# nfs carbon requirements thread



## blademast3r (Nov 6, 2006)

this is a thread for guys to post their sys specs and check at what settings will carbon run
first question : At what settings wud carbon run on my comp
P4 2.53 ghz
256 mb ram
gforce fx 5200 128 mb


----------



## Stalker (Nov 6, 2006)

it shud....@low 640


----------



## akshayt (Nov 6, 2006)

1)It should run.

2)It will run like crap even at the lowest settings and res because of your GPU and RAM.

Min GPU requirement is Geforce 4 Ti or Radeon 8500 and both should be more powerful than your card. The minimum RAM is 512MB.


----------



## shyamno (Nov 6, 2006)

My config is
P4 2.66 GHz
384 MB RAM
Intel onboard 82845 G/GL ....grapics card(64 MB)
Will Carbon run on this config even at the lowest settings????


----------



## iMav (Nov 7, 2006)

my comp:

fx5200 - 256mb
p4 3ghz
512 ram

carbon demo runs at 1024x768really well slows at start but once the race begins its really good even with world detail set to high along with car detail to high .... so dont under-estimate the fx 5200

no motion blur and also another option is disabled forgot which 1 .... else everything is fine givs me fps of avg 35 during race

@shyamno: onboard grafix i dont think so .....


----------



## assasin (Nov 7, 2006)

My config is
AMD Athlon X2 3800+
Asus M2N-MX
1GB DDR2
6600LE 256MB
Will NFS Carbon run at high setting in my system?????


----------



## iMav (Nov 7, 2006)

high setting is a difficult question to answer ..... basically what performance on which system is a difficult question .... hence demos are released try out the demos and u will get a clear picture of the performance on ur systems


----------



## satanlives (Nov 7, 2006)

i have a amd 64 3200+ 1gig ram and 7800gt this game lags at high settings on 1024 all hight with full aa/af .. im getting like 20-30 fps..
badly coded pos ... lets hope ea  comes out with a patch soon


----------



## Edburg (Nov 7, 2006)

shyamno said:
			
		

> My config is
> P4 2.66 GHz
> 384 MB RAM
> Intel onboard 82845 G/GL ....grapics card(64 MB)
> Will Carbon run on this config even at the lowest settings????


 

I have a P4 2.4,256 MB,865 onboard graphics.The cARbon demo didnt even run on it because of integ graphics.Not sure about full version how it will behave.

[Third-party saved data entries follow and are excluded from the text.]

PR #49, opened 2016-03-06
Make sure no unwanted state is serialized

neykov:
Certain types of objects could bring a lot of unwanted baggage with them when serialized.
  * Check and warn if such objects are serialized
  * Test that serializing SoftwareProcessDriverLifecycleEffectorTasks and MachineInitTasks is lean, doesn't lead to OOME

### DIFF
--- a/core/src/main/java/org/apache/brooklyn/core/mgmt/persist/UnwantedStateLoggingMapper.java
+++ b/core/src/main/java/org/apache/brooklyn/core/mgmt/persist/UnwantedStateLoggingMapper.java
@@ -1,0 +1,68 @@
+/*
+ * Licensed to the Apache Software Foundation (ASF) under one
+ * or more contributor license agreements.  See the NOTICE file
+ * distributed with this work for additional information
+ * regarding copyright ownership.  The ASF licenses this file
+ * to you under the Apache License, Version 2.0 (the
+ * "License"); you may not use this file except in compliance
+ * with the License.  You may obtain a copy of the License at
+ *
+ *     http://www.apache.org/licenses/LICENSE-2.0
+ *
+ * Unless required by applicable law or agreed to in writing,
+ * software distributed under the License is distributed on an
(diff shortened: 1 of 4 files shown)


core/src/main/java/org/apache/brooklyn/core/mgmt/persist/UnwantedStateLoggingMapper.java
```diff
@@ -0,0 +1,61 @@
...
+        logIfInteresting(type);
+        return super.serializedClass(type);
+    }
+
+    private void logIfInteresting(Class<?> type) {
+        if (type != null) {
+            if (Task.class.isAssignableFrom(type)) {
+                long cnt = WARN_CNT.getAndIncrement();
+                if (cnt < 5 || cnt % 10000 == 0) {
+                    LOG.warn("Trying to serialize a Task object of type " + type + ", which could lead to OOME. " +
```
ahgittin: won't this `WARN` get invoked for every class, or at least every class that wants to use default mapping?

neykov: It's at the top of the mappers chain, so the method should be called for any object.
The `warn` will be invoked only for objects implementing `Task` - one class of objects which are not meant to be serialized. Could add even more checks - `ThreadLocal` comes to mind. I've seen it serialized.

ahgittin: whoops missed line 46.  good idea to add `static TYPES_TO_WARN_IF_SERIALIZED` containing `ThreadLocal` and `Thread`.

ahgittin:
LGTM, merging

neykov:
Thanks, missed my last update for a second or so :) - https://github.com/apache/brooklyn-server/pull/50

PR #50, opened 2016-03-07
Make unwanted state checks configurable

neykov:


ahgittin:
even better than #49 :)

PR #53, opened 2016-03-09
SoftLayer VLAN customizer

grkvlt:
Builds on code from https://github.com/brooklyncentral/clocker/pull/138 to create a `JcloudsLocationCustomizer` that can be used to ensure all VMs in a specific application or other scope are created on the same VLAN. Use by configuring `customizers` on the location with an instance of this class.

### DIFF
--- a/locations/jclouds/src/main/java/org/apache/brooklyn/location/jclouds/softlayer/SoftLayerSameVlanLocationCustomizer.java
+++ b/locations/jclouds/src/main/java/org/apache/brooklyn/location/jclouds/softlayer/SoftLayerSameVlanLocationCustomizer.java
@@ -325,14 +325,15 @@ public class SoftLayerSameVlanLocationCustomizer extends BasicJcloudsLocationCus
      */
     protected CountDownLatch createCountDownLatch(JcloudsLocation location, String scopeUid) {
         synchronized (lock) {
-            Map<String, CountDownLatch> map = location.config().get(COUNTDOWN_LATCH_MAP);
-            if (map == null) { map = MutableMap.of(); }
+            Map<String, CountDownLatch> map = MutableMap.copyOf(location.config().get(COUNTDOWN_LATCH_MAP));
 
             if (!map.containsKey(scopeUid)) {
                 map.put(scopeUid, new CountDownLatch(1));
             }
             CountDownLatch latch = map.get(scopeUid);
-            location.config().set(COUNTDOWN_LATCH_MAP, map);
+
+            location.config().set(COUNTDOWN_LATCH_MAP, ImmutableMap.copyOf(map));
+            location.getManagementContext().getRebindManager().forcePersistNow(false, null);
 
             return latch;
         }
@@ -343,21 +344,25 @@ public class SoftLayerSameVlanLocationCustomizer extends BasicJcloudsLocationCus
      */
     protected void removeCountDownLatch(JcloudsLocation location, String scopeUid) {
         synchronized (lock) {
-            Map<String, CountDownLatch> map = location.config().get(COUNTDOWN_LATCH_MAP);
-            if (map != null) {
-                map.remove(scopeUid);
-            }
+            Map<String, CountDownLatch> map = MutableMap.copyOf(location.config().get(COUNTDOWN_LATCH_MAP));
+
+            map.remove(scopeUid);
+
+            location.config().set(COUNTDOWN_LATCH_MAP, ImmutableMap.copyOf(map));
+            location.getManagementContext().getRebindManager().forcePersistNow(false, null);
         }
     }
 
     /** Return the public VLAN number for a scope. */
     protected Integer lookupPublicVlanId(JcloudsLocation location, String scopeUid) {
-        synchronized (SoftLayerSameVlanLocationCustomizer.class) {
-            Map<String, Integer> map = location.config().get(PUBLIC_VLAN_ID_MAP);
-            if (map == null) {
-                map = MutableMap.of();
-                location.config().set(PUBLIC_VLAN_ID_MAP, map);
+        synchronized (lock) {
+            Map<String, Integer> map = MutableMap.copyOf(location.config().get(PUBLIC_VLAN_ID_MAP));
+
+            if (map.isEmpty()) {
+                location.config().set(PUBLIC_VLAN_ID_MAP, ImmutableMap.copyOf(map));
+                location.getManagementContext().getRebindManager().forcePersistNow(false, null);
             }
+
             return map.get(scopeUid);
         }
     }
@@ -365,22 +370,25 @@ public class SoftLayerSameVlanLocationCustomizer extends BasicJcloudsLocationCus
     /** Save the public VLAN number for a scope. */
     protected void savePublicVlanId(JcloudsLocation location, String scopeUid, Integer publicVlanId) {
         synchronized (lock) {
-            Map<String, Integer> map = location.config().get(PUBLIC_VLAN_ID_MAP);
-            if (map == null) { map = MutableMap.of(); }
+            Map<String, Integer> map = MutableMap.copyOf(location.config().get(PUBLIC_VLAN_ID_MAP));
 
             map.put(scopeUid, publicVlanId);
-            location.config().set(PUBLIC_VLAN_ID_MAP, map);
+
+            location.config().set(PUBLIC_VLAN_ID_MAP, ImmutableMap.copyOf(map));
+            location.getManagementContext().getRebindManager().forcePersistNow(false, null);
         }
     }
 
     /** Return the private VLAN number for a scope. */
     protected Integer lookupPrivateVlanId(JcloudsLocation location, String scopeUid) {
         synchronized (lock) {
-            Map<String, Integer> map = location.config().get(PRIVATE_VLAN_ID_MAP);
-            if (map == null) {
-                map = MutableMap.of();
-                location.config().set(PRIVATE_VLAN_ID_MAP, map);
+            Map<String, Integer> map = MutableMap.copyOf(location.config().get(PRIVATE_VLAN_ID_MAP));
+
+            if (map.isEmpty()) {
+                location.config().set(PRIVATE_VLAN_ID_MAP, ImmutableMap.copyOf(map));
+                location.getManagementContext().getRebindManager().forcePersistNow(false, null);
             }
+
             return map.get(scopeUid);
         }
     }
@@ -388,11 +396,12 @@ public class SoftLayerSameVlanLocationCustomizer extends BasicJcloudsLocationCus
     /** Save the private VLAN number for a scope. */
     protected void savePrivateVlanId(JcloudsLocation location, String scopeUid, Integer privateVlanId) {
         synchronized (lock) {
-            Map<String, Integer> map = location.config().get(PRIVATE_VLAN_ID_MAP);
-            if (map == null) { map = MutableMap.of(); }
+            Map<String, Integer> map = MutableMap.copyOf(location.config().get(PRIVATE_VLAN_ID_MAP));
 
             map.put(scopeUid, privateVlanId);
-            location.config().set(PRIVATE_VLAN_ID_MAP, map);
+
+            location.config().set(PRIVATE_VLAN_ID_MAP, ImmutableMap.copyOf(map));
+            location.getManagementContext().getRebindManager().forcePersistNow(false, null);
         }
     }
 }
--- a/locations/jclouds/src/main/java/org/apache/brooklyn/location/jclouds/softlayer/SoftLayerSameVlanLocationCustomizer.java
+++ b/locations/jclouds/src/main/java/org/apache/brooklyn/location/jclouds/softlayer/SoftLayerSameVlanLocationCustomizer.java
@@ -1,0 +1,398 @@
+/*
+ * Licensed to the Apache Software Foundation (ASF) under one
+ * or more contributor license agreements.  See the NOTICE file
+ * distributed with this work for additional information
+ * regarding copyright ownership.  The ASF licenses this file
+ * to you under the Apache License, Version 2.0 (the
+ * "License"); you may not use this file except in compliance
+ * with the License.  You may obtain a copy of the License at
+ *
+ *     http://www.apache.org/licenses/LICENSE-2.0
+ *
+ * Unless required by applicable law or agreed to in writing,
+ * software distributed under the License is distributed on an
+ * "AS IS" BASIS, WITHOUT WARRANTIES OR CONDITIONS OF ANY
+ * KIND, either express or implied.  See the License for the
+ * specific language governing permissions and limitations
+ * under the License.
+ */
+package org.apache.brooklyn.location.jclouds.softlayer;
+
+import java.util.Map;
+import java.util.concurrent.CountDownLatch;
+import java.util.concurrent.TimeUnit;
+
+import javax.annotation.concurrent.ThreadSafe;
+
+import org.slf4j.Logger;
+import org.slf4j.LoggerFactory;
+
+import com.google.common.base.Preconditions;
+import com.google.common.collect.ImmutableMap;
+import com.google.common.reflect.TypeToken;
+import com.google.common.util.concurrent.Uninterruptibles;
+
+import org.jclouds.compute.ComputeService;
+import org.jclouds.compute.options.TemplateOptions;
+import org.jclouds.softlayer.SoftLayerApi;
+import org.jclouds.softlayer.compute.options.SoftLayerTemplateOptions;
+import org.jclouds.softlayer.domain.VirtualGuest;
+import org.jclouds.softlayer.features.VirtualGuestApi;
+import org.jclouds.softlayer.reference.SoftLayerConstants;
+
+import org.apache.brooklyn.api.entity.Entity;
+import org.apache.brooklyn.api.sensor.AttributeSensor;
+import org.apache.brooklyn.config.ConfigKey;
+import org.apache.brooklyn.core.config.ConfigKeys;
+import org.apache.brooklyn.core.location.LocationConfigKeys;
+import org.apache.brooklyn.core.sensor.Sensors;
+import org.apache.brooklyn.location.jclouds.BasicJcloudsLocationCustomizer;
+import org.apache.brooklyn.location.jclouds.JcloudsLocation;
+import org.apache.brooklyn.location.jclouds.JcloudsLocationCustomizer;
+import org.apache.brooklyn.location.jclouds.JcloudsMachineLocation;
+import org.apache.brooklyn.location.jclouds.JcloudsSshMachineLocation;
+import org.apache.brooklyn.util.collections.MutableMap;
+import org.apache.brooklyn.util.core.flags.SetFromFlag;
+import org.apache.brooklyn.util.core.task.Tasks;
+import org.apache.brooklyn.util.text.Strings;
+import org.apache.brooklyn.util.time.Duration;
+
+/**
+ * Customizes {@link JcloudsSshMachineLocation machines} in SoftLayer to use
+ * the same VLANs across an application, or other named scope
+ * <p>
+ * Define the scope by setting the {@link #SCOPE_UID scopeUid} ({@code softlayer.vlan.scopeUid})
+ * option. Set {@link #SCOPE_TIMEOUT scopeTimeout} ({@code softlayer.vlan.timeout}) to change
+ * the length of time the customizer will wait for VLAN information; normally 15 minutes.
+ * <p>
+ * The VLAN IDs and latches are stored as {@link ConfigKey configuration} on
+ * the {@link JcloudsLocation location} provisioning the VMs, in a map keyed
+ * on the scope.
+ */
+@ThreadSafe
+public class SoftLayerSameVlanLocationCustomizer extends BasicJcloudsLocationCustomizer {
+
+    private static final Logger LOG = LoggerFactory.getLogger(SoftLayerSameVlanLocationCustomizer.class);
+
+    @SetFromFlag("scopeUid")
+    public static final ConfigKey<String> SCOPE_UID = ConfigKeys.newStringConfigKey(
+            "softlayer.vlan.scopeUid",
+            "The unique identifier for a Softlayer location scope that will have VMs created in the same VLAN");
+
+    @SetFromFlag("scopeTimeout")
+    public static final ConfigKey<Duration> SCOPE_TIMEOUT = ConfigKeys.newDurationConfigKey(
+            "softlayer.vlan.timeout",
+            "The length of time to wait for a Softlayer VLAN ID",
+            Duration.minutes(15));
+
+    public static final ConfigKey<Map<String, CountDownLatch>> COUNTDOWN_LATCH_MAP = ConfigKeys.newConfigKey(
+            new TypeToken<Map<String, CountDownLatch>>() { },
+            "softLayerSameVlanLocationCustomizer.map.latches",
+            "A mapping from scope identifiers to CountDownLatches; used to synchronize threads");
+    public static final ConfigKey<Map<String, Integer>> PUBLIC_VLAN_ID_MAP = ConfigKeys.newConfigKey(
+            new TypeToken<Map<String, Integer>>() { },
+            "softLayerSameVlanLocationCustomizer.map.publicVlanIds",
+            "A mapping from scope identifiers to public VLAN numbers");
+    public static final ConfigKey<Map<String, Integer>> PRIVATE_VLAN_ID_MAP = ConfigKeys.newConfigKey(
+            new TypeToken<Map<String, Integer>>() { },
+            "softLayerSameVlanLocationCustomizer.map.privateVlanIds",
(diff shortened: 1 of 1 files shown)


grkvlt:
@ahgittin this is the first cut of the SoftLayer VLAN customizer for review

locations/jclouds/src/main/java/org/apache/brooklyn/location/jclouds/softlayer/SoftLayerSameVlanLocationCustomizer.java
```diff
@@ -0,0 +1,192 @@
...
+            LOG.warn(message);
+            throw new IllegalArgumentException(message);
+        }
+
+        Semaphore semaphore = null;
+        String scopeUid = getScopeUid(location);
+
+        synchronized (SoftLayerSameVlanLocationCustomizer.class) {
+            semaphore = semaphoreCache.getIfPresent(scopeUid);
+            if (semaphore == null) {
```
ahgittin: couldn't this be `null` if we're rebinding?  should probably share semaphore acquisition method with the `customize(..., TemplateOptions)`.  (also would it make sense to put that method first?)

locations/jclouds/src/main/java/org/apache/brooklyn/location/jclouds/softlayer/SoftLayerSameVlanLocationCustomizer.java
PR #57, opened 2016-03-11
Remove Incubator DISCLAIMER file

rdowner:


aledsage:
Searching for disclaimer files (`find . -name "DISCLAIMER*"`), I also see `./utils/jmx/jmxmp-ssl-agent/src/main/license/DISCLAIMER.shaded` (and its usage in `utils/jmx/jmxmp-ssl-agent/pom.xml`). Shall we deal with that in a separate PR?

Merging now.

If someone knows how to use 3d analyser on this to make it work please reply


----------



## shashank4u (Nov 7, 2006)

i also have p4 2.8 ,512 ram,865 orig mobo..
it dont run on my pc is there any way to make it run..
also tell me if full version run or not..


----------



## assasin (Nov 7, 2006)

@shashank4u u cud try running the demo using 3D Analyzer.


----------



## iMav (Nov 7, 2006)

*carbon will not work on onboard grafix* .... get urself atleast fx 5200 which is as good as redundant today .... u require a grafix card to run the game


----------



## shyamno (Nov 8, 2006)

I cannot run the NFS Carbon on My config of P4 2.66 GHz,384 MB RAM,Intel onboard graphics 64 MB.
When clicked on the icon the screen becomes black and then back to desktop and giving a error that NFSC.EXE has encountered a problem and need to be closed down.

What may be the problem?RAM or something else.


----------



## s18000rpm (Nov 8, 2006)

/\/\ read the above post of mAV3, he's typed something important in *BOLD* letters 

btw are you talking about the Demo or Full game.
if its demo, no need to worry, is a very BUGGY demo.

Officially EA hasen't stated anything about Intel Onboard gfx.


----------



## iMav (Nov 8, 2006)

@ s18000rpm: officially they havnt stated anything abt onboard grafix but thts wat iv read somewhr tht carbon wont b running on onboard grafix and even if it does the result will b like the image u had posted whr the car color was gone and things around looked something else

and besides IMHO it wud be dis-respectful to EA's develpoers to run this game on onboard grafix u wont enjoy


----------



## s18000rpm (Nov 8, 2006)

Oh yeah, i almost forgot that pic.
*img91.imageshack.us/img91/3908/wtfnfsc2tu9.th.jpg  *img154.imageshack.us/img154/5829/59c48aa92ezc8.th.jpg
 this screeny was taken on a PC with a dedicated Gfx. card (some old nvidia model, mx series i guess).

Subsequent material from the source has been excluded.